### What needs to be done
Tally the lines in the listing below that contain "more" and report the tally alone.

============================================================

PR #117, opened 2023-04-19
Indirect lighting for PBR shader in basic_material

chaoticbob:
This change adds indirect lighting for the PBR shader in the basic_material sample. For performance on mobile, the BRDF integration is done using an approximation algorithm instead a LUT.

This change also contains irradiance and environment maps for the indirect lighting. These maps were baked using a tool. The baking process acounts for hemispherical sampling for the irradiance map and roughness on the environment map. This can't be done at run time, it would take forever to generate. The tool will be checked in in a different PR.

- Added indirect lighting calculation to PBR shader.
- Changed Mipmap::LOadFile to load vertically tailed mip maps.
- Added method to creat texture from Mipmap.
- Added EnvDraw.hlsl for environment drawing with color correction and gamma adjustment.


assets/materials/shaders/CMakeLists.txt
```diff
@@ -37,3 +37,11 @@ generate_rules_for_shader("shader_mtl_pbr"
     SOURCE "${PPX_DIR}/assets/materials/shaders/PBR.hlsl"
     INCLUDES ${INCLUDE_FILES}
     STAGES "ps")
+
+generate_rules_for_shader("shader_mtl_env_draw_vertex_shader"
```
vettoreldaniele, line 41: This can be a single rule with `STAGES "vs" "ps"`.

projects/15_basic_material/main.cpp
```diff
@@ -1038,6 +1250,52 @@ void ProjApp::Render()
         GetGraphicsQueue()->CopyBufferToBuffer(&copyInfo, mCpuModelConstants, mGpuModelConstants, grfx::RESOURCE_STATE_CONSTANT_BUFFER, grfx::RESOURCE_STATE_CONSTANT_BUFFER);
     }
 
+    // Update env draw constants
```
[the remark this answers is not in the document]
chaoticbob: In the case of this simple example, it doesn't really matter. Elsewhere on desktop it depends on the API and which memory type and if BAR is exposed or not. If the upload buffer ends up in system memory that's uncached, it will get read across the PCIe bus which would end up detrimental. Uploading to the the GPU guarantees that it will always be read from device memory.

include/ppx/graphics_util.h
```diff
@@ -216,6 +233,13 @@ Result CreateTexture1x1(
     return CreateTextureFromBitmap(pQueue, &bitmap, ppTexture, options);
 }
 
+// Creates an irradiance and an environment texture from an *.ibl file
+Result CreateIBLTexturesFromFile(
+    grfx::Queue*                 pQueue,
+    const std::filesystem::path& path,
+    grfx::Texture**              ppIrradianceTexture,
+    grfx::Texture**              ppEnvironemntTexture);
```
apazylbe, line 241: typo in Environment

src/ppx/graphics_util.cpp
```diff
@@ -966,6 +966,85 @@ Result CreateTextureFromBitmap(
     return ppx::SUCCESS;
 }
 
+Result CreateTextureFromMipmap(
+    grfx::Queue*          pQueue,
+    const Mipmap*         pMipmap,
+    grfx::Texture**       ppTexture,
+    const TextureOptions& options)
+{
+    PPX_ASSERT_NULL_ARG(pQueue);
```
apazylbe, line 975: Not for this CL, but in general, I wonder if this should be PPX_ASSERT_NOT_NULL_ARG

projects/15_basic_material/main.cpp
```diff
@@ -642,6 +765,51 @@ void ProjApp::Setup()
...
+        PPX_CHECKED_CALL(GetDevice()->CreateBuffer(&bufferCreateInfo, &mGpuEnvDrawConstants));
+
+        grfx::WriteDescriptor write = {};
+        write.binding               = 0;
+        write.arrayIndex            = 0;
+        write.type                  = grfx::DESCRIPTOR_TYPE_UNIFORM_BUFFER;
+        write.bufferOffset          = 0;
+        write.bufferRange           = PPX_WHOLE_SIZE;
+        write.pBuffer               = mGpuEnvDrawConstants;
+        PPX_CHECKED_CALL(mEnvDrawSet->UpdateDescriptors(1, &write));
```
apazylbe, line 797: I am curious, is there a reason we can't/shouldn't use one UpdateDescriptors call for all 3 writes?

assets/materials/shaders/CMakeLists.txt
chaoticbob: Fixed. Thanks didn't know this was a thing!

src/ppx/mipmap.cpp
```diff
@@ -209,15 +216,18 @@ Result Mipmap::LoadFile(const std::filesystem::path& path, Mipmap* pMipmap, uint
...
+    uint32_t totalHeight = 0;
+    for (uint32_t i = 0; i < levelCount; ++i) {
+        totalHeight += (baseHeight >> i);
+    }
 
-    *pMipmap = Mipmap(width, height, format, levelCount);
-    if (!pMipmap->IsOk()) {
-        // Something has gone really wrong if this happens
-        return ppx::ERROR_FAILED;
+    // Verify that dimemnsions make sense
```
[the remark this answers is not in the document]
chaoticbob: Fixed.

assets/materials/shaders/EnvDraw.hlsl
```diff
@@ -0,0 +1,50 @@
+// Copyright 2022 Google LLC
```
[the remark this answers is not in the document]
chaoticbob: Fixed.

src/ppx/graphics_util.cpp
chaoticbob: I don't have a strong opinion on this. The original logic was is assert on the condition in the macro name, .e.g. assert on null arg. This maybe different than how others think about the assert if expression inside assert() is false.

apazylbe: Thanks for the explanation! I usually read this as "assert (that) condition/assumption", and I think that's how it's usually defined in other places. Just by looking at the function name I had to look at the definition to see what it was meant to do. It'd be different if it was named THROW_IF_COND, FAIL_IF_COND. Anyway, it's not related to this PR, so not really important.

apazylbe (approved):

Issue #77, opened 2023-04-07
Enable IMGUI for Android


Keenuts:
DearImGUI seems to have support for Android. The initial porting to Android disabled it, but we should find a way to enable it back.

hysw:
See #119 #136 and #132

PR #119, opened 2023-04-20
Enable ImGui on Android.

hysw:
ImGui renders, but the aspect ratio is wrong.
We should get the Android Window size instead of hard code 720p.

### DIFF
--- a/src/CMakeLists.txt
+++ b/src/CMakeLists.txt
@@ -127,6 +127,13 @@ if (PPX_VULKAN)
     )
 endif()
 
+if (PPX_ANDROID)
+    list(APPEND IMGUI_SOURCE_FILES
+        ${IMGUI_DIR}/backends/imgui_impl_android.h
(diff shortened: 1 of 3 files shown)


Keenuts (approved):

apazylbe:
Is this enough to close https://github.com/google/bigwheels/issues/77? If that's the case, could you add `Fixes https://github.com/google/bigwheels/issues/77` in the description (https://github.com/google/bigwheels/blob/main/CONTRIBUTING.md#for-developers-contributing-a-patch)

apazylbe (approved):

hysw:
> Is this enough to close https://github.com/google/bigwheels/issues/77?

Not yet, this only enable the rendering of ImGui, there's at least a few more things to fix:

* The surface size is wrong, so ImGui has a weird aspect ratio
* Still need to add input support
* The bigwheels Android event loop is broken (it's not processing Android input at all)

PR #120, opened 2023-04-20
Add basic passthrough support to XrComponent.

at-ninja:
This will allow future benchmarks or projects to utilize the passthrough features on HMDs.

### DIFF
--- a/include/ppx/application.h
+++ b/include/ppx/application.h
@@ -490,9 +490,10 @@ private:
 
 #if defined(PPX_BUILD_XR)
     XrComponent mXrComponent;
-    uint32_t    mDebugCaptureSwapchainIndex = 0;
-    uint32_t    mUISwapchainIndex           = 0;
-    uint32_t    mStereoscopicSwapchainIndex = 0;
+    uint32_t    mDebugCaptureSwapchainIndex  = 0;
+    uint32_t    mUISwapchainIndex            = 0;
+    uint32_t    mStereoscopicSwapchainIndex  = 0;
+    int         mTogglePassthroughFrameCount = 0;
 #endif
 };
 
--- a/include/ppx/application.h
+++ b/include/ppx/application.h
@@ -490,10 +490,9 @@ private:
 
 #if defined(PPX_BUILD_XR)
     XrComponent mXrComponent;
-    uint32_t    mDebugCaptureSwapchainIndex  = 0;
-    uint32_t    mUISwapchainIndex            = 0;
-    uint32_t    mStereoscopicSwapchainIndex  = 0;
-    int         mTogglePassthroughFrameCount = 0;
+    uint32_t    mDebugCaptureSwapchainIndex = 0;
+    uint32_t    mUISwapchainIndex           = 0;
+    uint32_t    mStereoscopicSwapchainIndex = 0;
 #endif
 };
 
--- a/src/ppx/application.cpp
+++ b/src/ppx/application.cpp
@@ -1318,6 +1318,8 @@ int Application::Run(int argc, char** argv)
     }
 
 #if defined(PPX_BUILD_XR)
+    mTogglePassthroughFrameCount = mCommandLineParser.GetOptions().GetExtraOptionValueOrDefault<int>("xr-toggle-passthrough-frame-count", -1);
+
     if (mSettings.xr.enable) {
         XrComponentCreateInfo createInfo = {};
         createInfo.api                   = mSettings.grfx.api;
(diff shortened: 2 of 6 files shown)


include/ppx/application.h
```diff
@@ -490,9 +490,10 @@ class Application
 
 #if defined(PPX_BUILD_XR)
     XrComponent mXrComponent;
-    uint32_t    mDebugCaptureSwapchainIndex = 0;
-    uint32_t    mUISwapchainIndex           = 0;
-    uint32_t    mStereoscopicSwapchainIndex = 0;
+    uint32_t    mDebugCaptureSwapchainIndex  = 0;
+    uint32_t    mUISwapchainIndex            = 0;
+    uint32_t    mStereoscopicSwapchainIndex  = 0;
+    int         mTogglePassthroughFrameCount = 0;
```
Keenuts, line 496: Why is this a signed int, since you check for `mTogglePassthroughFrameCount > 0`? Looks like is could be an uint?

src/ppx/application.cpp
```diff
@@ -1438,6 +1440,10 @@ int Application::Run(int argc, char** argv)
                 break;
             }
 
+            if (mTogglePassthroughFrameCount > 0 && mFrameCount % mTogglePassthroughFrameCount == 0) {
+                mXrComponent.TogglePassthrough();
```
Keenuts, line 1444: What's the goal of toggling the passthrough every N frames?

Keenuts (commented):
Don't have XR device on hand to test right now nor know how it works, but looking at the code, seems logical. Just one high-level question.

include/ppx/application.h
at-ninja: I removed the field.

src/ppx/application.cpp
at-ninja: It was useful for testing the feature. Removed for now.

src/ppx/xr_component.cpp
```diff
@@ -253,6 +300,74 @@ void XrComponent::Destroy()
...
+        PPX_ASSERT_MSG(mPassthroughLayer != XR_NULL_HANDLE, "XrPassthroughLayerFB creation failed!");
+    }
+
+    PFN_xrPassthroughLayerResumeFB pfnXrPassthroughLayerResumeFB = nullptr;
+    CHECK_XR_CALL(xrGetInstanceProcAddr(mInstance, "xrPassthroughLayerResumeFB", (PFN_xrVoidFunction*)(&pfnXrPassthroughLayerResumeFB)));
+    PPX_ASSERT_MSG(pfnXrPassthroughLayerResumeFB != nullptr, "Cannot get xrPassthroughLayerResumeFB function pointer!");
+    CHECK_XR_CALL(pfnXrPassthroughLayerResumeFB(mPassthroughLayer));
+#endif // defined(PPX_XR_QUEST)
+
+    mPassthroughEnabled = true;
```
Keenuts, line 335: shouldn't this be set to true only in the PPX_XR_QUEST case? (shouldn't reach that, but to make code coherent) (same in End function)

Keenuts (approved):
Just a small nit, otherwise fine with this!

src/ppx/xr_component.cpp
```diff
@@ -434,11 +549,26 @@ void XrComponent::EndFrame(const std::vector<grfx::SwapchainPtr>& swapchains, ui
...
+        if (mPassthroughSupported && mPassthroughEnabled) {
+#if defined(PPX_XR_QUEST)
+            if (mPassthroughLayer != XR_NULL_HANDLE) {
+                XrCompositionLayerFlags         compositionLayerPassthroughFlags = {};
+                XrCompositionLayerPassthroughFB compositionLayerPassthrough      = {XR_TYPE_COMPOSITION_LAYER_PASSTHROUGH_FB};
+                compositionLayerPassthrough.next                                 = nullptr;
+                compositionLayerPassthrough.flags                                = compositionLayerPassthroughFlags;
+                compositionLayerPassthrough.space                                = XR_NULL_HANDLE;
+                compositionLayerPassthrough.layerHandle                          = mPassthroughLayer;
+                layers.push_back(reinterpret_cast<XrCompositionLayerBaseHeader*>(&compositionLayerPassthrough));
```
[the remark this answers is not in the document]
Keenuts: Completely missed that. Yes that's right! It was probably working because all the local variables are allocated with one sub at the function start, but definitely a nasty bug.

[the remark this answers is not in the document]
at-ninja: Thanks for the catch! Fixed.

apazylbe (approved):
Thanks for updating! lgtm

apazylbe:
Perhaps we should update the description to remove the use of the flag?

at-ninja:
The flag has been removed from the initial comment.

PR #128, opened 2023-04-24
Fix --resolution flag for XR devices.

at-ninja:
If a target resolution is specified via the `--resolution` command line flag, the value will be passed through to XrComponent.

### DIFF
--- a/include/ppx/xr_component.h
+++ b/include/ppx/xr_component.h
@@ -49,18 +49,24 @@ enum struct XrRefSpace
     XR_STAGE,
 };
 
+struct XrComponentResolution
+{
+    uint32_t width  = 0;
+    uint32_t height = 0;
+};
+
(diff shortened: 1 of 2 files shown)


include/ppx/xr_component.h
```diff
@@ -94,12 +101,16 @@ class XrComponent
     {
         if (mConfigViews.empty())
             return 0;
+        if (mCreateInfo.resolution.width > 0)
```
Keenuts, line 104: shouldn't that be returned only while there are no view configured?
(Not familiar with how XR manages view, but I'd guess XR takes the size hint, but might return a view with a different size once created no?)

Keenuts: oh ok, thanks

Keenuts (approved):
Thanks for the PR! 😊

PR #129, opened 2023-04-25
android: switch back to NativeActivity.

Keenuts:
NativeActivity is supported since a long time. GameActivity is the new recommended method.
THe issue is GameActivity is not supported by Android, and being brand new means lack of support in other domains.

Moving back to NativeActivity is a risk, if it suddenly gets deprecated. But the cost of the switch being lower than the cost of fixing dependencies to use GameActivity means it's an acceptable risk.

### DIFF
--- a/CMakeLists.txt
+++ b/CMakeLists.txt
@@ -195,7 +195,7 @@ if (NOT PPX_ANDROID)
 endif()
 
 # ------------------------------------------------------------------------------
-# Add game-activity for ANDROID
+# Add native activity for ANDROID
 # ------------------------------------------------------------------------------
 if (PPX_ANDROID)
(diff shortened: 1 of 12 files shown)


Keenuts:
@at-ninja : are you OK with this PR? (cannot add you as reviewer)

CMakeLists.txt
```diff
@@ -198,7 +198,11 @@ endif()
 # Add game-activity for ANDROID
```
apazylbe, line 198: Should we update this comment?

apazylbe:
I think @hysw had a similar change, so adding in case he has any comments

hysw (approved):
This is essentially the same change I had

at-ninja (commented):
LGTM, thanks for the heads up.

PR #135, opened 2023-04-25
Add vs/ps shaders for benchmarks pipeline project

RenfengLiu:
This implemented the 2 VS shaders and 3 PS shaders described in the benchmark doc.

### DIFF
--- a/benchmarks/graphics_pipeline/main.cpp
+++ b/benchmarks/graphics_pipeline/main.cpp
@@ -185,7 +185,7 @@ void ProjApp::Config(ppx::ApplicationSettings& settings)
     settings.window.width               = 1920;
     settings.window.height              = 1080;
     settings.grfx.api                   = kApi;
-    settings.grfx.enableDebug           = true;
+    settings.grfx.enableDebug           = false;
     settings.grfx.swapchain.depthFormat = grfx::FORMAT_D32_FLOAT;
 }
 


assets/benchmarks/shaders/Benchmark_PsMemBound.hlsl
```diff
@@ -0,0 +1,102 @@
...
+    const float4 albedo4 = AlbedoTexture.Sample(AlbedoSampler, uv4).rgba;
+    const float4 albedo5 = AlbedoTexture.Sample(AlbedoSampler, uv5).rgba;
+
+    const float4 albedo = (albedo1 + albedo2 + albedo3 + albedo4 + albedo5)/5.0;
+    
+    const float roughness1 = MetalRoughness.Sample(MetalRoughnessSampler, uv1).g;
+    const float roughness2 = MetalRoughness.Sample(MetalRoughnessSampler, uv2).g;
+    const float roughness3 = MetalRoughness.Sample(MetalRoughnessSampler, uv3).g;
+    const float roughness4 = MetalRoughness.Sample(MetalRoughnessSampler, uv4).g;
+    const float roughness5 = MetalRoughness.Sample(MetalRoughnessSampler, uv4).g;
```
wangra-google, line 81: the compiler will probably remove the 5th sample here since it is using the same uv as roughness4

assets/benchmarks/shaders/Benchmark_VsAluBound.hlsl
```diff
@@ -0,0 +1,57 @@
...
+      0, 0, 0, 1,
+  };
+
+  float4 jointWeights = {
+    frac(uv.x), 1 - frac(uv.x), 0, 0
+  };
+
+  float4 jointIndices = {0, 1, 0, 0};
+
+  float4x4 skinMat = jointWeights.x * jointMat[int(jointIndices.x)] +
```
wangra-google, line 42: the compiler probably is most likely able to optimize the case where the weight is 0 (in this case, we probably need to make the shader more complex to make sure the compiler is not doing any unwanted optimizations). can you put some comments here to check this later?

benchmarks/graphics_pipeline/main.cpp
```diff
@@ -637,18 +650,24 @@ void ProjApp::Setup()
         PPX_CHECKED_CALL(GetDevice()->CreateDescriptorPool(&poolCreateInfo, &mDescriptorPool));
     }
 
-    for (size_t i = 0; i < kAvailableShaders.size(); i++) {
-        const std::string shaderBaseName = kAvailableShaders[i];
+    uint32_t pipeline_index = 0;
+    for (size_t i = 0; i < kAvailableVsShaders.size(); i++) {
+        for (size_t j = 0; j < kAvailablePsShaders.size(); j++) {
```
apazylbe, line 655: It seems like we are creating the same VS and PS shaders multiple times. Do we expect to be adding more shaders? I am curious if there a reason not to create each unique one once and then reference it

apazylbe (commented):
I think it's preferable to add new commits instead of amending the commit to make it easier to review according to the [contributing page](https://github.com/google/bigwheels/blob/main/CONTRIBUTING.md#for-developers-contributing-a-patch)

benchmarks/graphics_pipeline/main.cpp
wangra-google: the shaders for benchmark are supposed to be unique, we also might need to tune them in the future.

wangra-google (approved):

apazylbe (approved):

============================================================

### Result of the task
3